Provided records:
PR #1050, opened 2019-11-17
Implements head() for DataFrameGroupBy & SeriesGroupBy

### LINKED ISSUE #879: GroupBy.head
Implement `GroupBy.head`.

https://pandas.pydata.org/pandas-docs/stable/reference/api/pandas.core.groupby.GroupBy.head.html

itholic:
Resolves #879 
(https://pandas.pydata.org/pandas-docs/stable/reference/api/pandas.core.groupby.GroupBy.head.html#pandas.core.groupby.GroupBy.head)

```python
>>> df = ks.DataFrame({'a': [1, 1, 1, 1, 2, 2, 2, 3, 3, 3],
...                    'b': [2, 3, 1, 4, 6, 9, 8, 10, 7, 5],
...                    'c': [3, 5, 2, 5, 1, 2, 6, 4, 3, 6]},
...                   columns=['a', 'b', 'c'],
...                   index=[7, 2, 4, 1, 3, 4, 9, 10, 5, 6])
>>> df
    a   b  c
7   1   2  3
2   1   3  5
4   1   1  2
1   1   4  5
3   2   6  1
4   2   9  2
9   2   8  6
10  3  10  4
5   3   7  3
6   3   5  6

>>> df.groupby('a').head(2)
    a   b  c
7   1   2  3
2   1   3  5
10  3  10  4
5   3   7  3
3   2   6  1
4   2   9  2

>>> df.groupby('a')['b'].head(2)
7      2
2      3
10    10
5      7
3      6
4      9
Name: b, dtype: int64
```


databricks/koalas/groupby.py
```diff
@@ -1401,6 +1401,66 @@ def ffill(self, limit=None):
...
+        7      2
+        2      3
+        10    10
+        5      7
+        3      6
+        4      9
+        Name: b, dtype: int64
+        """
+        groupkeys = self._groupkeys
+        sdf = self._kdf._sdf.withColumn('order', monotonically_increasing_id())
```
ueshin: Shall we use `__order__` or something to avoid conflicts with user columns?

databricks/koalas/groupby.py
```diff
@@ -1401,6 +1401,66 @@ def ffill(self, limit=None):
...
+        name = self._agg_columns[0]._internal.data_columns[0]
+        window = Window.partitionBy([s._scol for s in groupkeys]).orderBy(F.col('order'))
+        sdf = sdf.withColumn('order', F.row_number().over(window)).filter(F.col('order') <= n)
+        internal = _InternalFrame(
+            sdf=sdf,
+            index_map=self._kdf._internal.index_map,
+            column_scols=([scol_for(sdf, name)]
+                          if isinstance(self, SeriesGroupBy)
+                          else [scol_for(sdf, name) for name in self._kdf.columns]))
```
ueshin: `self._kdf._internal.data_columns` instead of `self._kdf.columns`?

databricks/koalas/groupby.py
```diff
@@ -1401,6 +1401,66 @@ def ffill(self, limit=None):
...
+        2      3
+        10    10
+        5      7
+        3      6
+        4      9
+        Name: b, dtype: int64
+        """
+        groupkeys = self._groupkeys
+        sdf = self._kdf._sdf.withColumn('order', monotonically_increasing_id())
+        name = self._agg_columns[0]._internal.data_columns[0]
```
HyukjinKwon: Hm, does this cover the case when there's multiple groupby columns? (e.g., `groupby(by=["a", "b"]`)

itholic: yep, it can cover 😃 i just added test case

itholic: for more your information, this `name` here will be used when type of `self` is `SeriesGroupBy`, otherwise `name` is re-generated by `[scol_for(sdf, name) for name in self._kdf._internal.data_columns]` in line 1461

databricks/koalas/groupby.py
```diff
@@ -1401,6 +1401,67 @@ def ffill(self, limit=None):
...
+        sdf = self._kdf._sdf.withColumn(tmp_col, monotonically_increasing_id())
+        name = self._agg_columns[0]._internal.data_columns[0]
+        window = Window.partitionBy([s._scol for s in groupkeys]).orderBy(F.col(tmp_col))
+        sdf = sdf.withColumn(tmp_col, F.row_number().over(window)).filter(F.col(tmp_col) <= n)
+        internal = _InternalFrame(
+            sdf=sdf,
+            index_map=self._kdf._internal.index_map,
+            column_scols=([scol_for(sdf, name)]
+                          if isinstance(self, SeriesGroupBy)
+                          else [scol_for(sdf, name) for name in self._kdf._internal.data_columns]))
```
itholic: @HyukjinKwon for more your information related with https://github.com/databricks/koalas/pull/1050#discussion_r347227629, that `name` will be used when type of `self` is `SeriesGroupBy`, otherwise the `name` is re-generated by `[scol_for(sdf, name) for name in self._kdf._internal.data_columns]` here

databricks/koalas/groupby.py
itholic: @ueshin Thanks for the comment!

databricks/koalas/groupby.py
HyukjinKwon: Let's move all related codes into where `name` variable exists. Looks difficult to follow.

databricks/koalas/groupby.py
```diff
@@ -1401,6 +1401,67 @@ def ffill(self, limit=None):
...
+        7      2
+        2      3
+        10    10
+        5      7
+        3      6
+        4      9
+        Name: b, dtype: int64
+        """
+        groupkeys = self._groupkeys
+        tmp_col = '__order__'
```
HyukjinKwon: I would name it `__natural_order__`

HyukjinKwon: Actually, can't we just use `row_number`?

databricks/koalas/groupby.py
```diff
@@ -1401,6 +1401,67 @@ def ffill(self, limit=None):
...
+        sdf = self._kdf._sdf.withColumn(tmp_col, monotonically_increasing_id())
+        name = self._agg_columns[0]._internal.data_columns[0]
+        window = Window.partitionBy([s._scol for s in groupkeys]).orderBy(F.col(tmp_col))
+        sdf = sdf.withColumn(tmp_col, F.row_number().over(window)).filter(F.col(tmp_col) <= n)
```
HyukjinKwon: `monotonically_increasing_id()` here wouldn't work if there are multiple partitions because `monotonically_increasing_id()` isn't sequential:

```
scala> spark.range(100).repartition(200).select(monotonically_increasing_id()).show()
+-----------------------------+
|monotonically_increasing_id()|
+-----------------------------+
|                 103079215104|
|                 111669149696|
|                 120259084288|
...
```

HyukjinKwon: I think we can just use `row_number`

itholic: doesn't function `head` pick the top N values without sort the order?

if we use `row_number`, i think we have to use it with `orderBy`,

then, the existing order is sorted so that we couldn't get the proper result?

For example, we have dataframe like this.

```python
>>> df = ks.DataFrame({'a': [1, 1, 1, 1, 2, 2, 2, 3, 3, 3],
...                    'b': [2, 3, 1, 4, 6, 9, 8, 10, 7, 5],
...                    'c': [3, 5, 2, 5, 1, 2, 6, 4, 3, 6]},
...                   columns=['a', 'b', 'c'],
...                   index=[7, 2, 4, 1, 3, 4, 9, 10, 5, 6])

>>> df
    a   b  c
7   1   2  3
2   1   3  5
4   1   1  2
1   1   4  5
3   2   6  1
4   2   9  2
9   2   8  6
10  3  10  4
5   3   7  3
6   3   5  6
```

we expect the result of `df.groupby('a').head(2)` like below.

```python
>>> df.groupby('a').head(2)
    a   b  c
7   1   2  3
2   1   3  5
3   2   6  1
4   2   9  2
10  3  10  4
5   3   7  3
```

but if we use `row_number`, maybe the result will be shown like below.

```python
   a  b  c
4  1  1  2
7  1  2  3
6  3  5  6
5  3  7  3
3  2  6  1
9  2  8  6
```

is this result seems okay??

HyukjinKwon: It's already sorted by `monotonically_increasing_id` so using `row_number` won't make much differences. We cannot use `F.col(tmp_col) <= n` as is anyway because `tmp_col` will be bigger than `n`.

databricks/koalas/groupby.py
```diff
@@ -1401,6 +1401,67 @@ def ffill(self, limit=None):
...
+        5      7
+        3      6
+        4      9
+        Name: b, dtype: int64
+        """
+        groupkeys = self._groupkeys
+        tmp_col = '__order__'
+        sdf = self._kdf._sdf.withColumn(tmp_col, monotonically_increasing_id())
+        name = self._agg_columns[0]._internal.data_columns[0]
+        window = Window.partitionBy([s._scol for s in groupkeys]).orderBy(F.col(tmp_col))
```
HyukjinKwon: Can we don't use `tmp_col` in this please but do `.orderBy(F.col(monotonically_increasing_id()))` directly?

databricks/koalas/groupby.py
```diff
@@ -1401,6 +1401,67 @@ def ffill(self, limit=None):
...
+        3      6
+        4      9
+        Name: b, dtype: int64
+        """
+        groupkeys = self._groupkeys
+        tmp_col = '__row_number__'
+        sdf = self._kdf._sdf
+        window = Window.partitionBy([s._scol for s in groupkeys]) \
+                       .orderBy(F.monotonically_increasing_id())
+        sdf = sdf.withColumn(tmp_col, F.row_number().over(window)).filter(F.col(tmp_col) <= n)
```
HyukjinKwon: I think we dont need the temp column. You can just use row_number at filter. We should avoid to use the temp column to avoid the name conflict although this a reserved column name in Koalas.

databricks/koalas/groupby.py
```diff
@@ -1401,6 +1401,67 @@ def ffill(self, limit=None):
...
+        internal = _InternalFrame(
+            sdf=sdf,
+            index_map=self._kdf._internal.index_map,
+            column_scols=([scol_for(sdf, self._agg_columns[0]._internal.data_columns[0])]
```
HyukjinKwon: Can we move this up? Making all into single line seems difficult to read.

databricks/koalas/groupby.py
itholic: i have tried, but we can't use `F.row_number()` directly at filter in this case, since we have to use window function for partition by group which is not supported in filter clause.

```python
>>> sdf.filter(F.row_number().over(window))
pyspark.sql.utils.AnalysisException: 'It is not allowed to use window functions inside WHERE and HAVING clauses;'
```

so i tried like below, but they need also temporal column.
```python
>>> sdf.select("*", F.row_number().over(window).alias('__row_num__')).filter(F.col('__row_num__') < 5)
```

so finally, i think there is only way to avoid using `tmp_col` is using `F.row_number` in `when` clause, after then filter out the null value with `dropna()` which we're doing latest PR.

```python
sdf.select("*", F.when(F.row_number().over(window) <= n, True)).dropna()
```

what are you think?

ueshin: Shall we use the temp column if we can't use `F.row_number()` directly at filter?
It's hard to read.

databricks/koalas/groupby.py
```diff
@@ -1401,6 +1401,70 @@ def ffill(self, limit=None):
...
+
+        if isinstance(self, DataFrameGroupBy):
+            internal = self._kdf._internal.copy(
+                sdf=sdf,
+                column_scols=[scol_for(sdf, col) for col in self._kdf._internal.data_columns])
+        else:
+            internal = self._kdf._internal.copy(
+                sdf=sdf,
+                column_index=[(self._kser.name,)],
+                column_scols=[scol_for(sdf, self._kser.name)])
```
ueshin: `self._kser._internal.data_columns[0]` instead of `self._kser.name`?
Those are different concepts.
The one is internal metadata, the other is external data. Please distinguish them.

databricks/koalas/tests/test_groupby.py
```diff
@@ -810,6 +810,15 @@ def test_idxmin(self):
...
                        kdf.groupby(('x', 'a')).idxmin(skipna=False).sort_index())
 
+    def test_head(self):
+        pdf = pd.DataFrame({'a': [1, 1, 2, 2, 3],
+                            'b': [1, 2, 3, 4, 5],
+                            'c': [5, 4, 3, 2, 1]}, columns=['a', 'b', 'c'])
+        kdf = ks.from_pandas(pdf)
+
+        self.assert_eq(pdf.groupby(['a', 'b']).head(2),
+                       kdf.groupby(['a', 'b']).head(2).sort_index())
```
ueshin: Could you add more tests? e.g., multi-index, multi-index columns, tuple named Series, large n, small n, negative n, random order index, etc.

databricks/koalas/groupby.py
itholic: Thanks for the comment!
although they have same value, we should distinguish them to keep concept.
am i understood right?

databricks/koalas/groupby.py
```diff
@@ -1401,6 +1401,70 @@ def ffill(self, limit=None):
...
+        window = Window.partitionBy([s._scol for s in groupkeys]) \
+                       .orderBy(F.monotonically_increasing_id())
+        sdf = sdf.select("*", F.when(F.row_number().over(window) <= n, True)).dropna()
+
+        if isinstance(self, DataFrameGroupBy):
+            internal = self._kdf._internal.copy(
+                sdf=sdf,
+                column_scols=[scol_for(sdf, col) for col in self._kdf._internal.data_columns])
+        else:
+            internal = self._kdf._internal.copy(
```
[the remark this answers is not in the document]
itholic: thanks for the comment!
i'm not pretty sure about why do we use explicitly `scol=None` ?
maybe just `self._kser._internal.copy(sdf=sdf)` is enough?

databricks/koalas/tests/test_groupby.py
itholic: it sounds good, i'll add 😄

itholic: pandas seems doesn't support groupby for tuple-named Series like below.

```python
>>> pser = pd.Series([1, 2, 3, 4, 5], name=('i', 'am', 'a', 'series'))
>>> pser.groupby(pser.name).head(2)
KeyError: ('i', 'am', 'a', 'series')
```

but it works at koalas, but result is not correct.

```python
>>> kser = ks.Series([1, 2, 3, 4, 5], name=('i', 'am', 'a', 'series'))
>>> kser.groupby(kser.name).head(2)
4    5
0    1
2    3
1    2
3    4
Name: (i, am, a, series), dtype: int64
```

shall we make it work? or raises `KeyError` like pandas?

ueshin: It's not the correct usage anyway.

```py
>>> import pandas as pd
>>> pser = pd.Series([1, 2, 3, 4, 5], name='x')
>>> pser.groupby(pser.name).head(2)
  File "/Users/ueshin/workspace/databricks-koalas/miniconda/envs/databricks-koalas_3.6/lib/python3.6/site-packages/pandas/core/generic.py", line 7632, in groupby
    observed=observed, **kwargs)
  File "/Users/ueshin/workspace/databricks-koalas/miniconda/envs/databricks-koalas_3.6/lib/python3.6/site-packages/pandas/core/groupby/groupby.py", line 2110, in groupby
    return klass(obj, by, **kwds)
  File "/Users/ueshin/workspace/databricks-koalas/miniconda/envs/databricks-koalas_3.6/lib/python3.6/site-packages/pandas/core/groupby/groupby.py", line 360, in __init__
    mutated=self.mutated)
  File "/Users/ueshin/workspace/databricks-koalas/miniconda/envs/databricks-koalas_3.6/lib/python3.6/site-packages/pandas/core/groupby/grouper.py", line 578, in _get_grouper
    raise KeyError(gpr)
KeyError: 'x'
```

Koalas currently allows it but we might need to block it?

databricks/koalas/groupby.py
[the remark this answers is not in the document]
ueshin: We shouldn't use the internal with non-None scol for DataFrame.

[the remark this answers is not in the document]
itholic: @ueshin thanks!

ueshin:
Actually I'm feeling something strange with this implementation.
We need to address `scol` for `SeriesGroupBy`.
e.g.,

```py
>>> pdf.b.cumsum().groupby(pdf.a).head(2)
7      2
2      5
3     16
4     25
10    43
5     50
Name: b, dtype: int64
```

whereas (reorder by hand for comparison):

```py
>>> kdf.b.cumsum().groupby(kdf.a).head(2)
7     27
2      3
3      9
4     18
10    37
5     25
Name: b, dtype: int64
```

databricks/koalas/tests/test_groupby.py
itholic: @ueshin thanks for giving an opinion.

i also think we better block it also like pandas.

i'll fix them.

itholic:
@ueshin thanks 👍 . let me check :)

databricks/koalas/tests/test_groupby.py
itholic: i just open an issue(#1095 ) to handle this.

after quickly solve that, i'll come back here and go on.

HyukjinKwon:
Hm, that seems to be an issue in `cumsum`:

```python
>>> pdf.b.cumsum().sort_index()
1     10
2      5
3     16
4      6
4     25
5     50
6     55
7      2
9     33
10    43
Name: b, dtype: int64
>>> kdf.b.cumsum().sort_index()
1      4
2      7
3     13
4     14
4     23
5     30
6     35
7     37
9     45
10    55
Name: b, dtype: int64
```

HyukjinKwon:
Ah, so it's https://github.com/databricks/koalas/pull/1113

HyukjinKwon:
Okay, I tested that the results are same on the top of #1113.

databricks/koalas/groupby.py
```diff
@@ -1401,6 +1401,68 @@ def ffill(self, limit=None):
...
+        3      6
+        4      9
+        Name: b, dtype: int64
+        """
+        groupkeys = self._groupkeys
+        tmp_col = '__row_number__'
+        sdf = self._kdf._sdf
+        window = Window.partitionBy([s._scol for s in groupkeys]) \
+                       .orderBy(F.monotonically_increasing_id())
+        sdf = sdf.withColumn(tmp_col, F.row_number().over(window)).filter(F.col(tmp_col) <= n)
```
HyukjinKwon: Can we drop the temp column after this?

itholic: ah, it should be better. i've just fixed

Required work:
Type out again, exactly as written, the lines from the beginning of the material through the one containing "Resolves #879".

Response to the exercise:
PR #1050, opened 2019-11-17
Implements head() for DataFrameGroupBy & SeriesGroupBy

### LINKED ISSUE #879: GroupBy.head
Implement `GroupBy.head`.

https://pandas.pydata.org/pandas-docs/stable/reference/api/pandas.core.groupby.GroupBy.head.html

itholic:
Resolves #879 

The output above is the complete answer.